> [Task objective]:
Could you copy each line of the entries that contains "opened"?

> [Data to process]:
PR #3852, opened 2023-10-16
add support for returning vertx future type

craig-day:
Adds support for a MP rest client implementation to return a Vert.x `Future`.

### DIFF
--- a/resteasy-client-vertx/src/main/java/org/jboss/resteasy/client/jaxrs/internal/VertxFutureRxInvokerImpl.java
+++ b/resteasy-client-vertx/src/main/java/org/jboss/resteasy/client/jaxrs/internal/VertxFutureRxInvokerImpl.java
@@ -1,0 +1,182 @@
+package org.jboss.resteasy.client.jaxrs.internal;
+
+import jakarta.ws.rs.HttpMethod;
+import jakarta.ws.rs.client.Entity;
+import jakarta.ws.rs.client.SyncInvoker;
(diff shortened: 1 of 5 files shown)


jamezp:
We will end up needing a JIRA for this, but the concept makes sense to me.

resteasy-client-vertx/src/main/java/org/jboss/resteasy/client/jaxrs/internal/VertxFutureRxInvokerImpl.java
```diff
@@ -0,0 +1,182 @@
...
+    }
+
+    @Override
+    public Future<Response> method(String name) {
+        Context vertxContext = Vertx.currentContext();
+        if (vertxContext != null) {
+            return Future.fromCompletionStage(createClientInvocation(name, null).submitCF(), vertxContext);
+        } else {
+            return Future.fromCompletionStage(createClientInvocation(name, null).submitCF());
+        }
```
craig-day, line 130: @vietj I'm curious if you have thoughts on this implementation. Do you think it's good enough to just wrap the completion stage in a context-aware way, or is it worth rebuilding some of `ClientInvocation` to leverage things like `executeBlocking` or maybe even try to stay on the event loop thread?

craig-day:
Closing as outdated

jamezp:
I'm sorry that this completely fell off my radar. I am however working on updating resteasy-vertx now.

PR #3895, opened 2023-10-30
Only test main with WildFly 30. Limit the number of jobs ran as much …

jamezp:
…as possible. Additional updates to Java versions used.


jamezp:
It's a little odd merging this before #3894. However, I'd like to test that the PR triggers the cloud jobs.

> [Task response]:
PR #3852, opened 2023-10-16
PR #3895, opened 2023-10-30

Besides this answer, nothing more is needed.